– А можно еще разочек? – тихонько спросил он, снова схватив меня за руку.
– Нет. Извини. Надо же и другим покататься.
Он послушно полез с лошади, и я чуть придержала его за шиворот, чтоб не свалился.
– Кто следующий?
– Я! Можно, я? – снова завопили все скопом, но к лошади больше не лезли, а изо всех сил тянули руки, как в школе.
– Вот ты, – я подозвала того, желтоглазого, который теперь вовсе не выглядел волчонком, а скакал таким же козликом, как остальные. – А вы посчитайтесь пока сами, кто за кем. Чего время терять?
Мальчик подошел к Зоське, протянул руку, чтобы ее погладить, но она вздернула голову и заржала.
– А можно, я один проедусь?
– Нет уж. Зоська новичков не любит, сразу задурит. Слушай, если ты не боишься, может, уступишь свою очередь кому-нибудь?
Мальчишка помотал головой и ловко вскарабкался в седло, буквально по моей ноге, как мартышка по лиане.
– Сидишь?
– Сижу. А она сразу галопом побежит, да? Или попрыгает? Галоп – это же такие прыжки, да? А как ты одной рукой будешь управлять, разве так можно?
– Да. Можно. Вот смотри – повод пропускаю между безымянным и мизинцем и между указательным и большим, лошадь чуткая, все слышит. Да я, собственно, и не пользуюсь поводом, просто собираю для баланса. Лошадь идет от шенкеля, поворота корпуса.
– Ух ты! А как это?
– А ты ко мне прижмись покрепче, сам почувствуешь.

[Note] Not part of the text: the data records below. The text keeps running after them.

PR #149, opened 2019-05-24
Added croud products list command

m-kharbat:
this command list all available products in the current region.
usage:

    croud products list --kind "cluster" --region "eastus.azure"

## Checklist

### DIFF
--- a/croud/products/commands.py
+++ b/croud/products/commands.py
@@ -1,0 +1,37 @@
+# Licensed to CRATE Technology GmbH ("Crate") under one or more contributor
+# license agreements.  See the NOTICE file distributed with this work for
+# additional information regarding copyright ownership.  Crate licenses
+# this file to you under the Apache License, Version 2.0 (the "License");
+# you may not use this file except in compliance with the License.  You may
+# obtain a copy of the License at
+#
+#   http://www.apache.org/licenses/LICENSE-2.0
+#
+# Unless required by applicable law or agreed to in writing, software
+# distributed under the License is distributed on an "AS IS" BASIS, WITHOUT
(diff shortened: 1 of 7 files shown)


croud/products/commands.py
```diff
@@ -0,0 +1,39 @@
+#!/usr/bin/env python
```
chaudum: The shebang is not needed, because the file is not executed directly.

docs/commands/products.rst
```diff
@@ -0,0 +1,37 @@
...
+.. argparse::
+   :module: croud.__main__
+   :func: get_parser
+   :prog: croud
+   :path: products
+   :nosubcommands:
+
+
+``products list``
+======================
```
chaudum: Underline should match the amount of characters of the headline

```suggestion
``products list``
=================
```

croud/products/commands.py
```diff
@@ -0,0 +1,39 @@
...
+
+
+def products_list(args: Namespace) -> None:
+    """
+    Lists available products
+    """
+
+    client = Client(env=args.env, region=args.region, output_fmt=args.output_fmt)
+    url = "/api/v2/products/"
+    if args.kind:
```
chaudum: The query string should be generated in a secure way, e.g. using urllib

```
>>> qs = parse.urlencode({"kind":"cluster"})
>>> qs
'kind=cluster'
>>> parse.urlunparse(parse.ParseResult(scheme="", netloc="", params="", fragment="", path="/api/v2/products/", query=qs))
'/api/v2/products/?kind=cluster'
```

MarkusH: How about `Client.send(RequestMethod.GET, "/api/v2/prosucts/", params={"kind": kind})` ?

Я пустила лошадь галопом, и Зоська пошла бойко, хоть и была набита яблоками под завязку. Ей нравились шум и одобрительные вопли мальчишек.
Желтоглазый же наш пассажир болтал без умолку, словно мы действительно сидели в кресле где-нибудь в тихой гостиной, а не на мчащейся во весь опор лошади.
– А я видел, как ты выступала! Это же ты делала всякие смешные штуки, да? А у тебя лошадь дрессированная, да? Меня бабушка водила… У меня знаешь какая бабушка? Герой войны! Ничегошеньки не боится, даже мышей! Она всюду меня водит… Ты что смеешься? Я правду говорю! Она правда герой, у нее и ордена есть – Красного Знамени и Александра Невского и еще всякие, красивые…
– Не вертись – мешаешь лошади, сбиваешь. Да я не над бабушкой смеюсь. Просто у меня дедушка – герой войны, и он тоже на все выступления ходит. А раньше еще на соревнования ходил…
– Хо! Так то – дедушка. Дедушка-герой почти у каждого есть, а бабушка – только у меня одного!
– Да ты хвастунишка…
– Я не хвастаюсь! Она правда герой! Она смелая! Она в кино работает! В настоящей киностудии! Вахтером… Я, знаешь, там все облазил…
Я снова прижала мальчишку, чтобы сидел смирно, и направила Зоську чуть дальше по пляжу. Мне жаль было возвращаться, хотелось послушать, что он еще расскажет.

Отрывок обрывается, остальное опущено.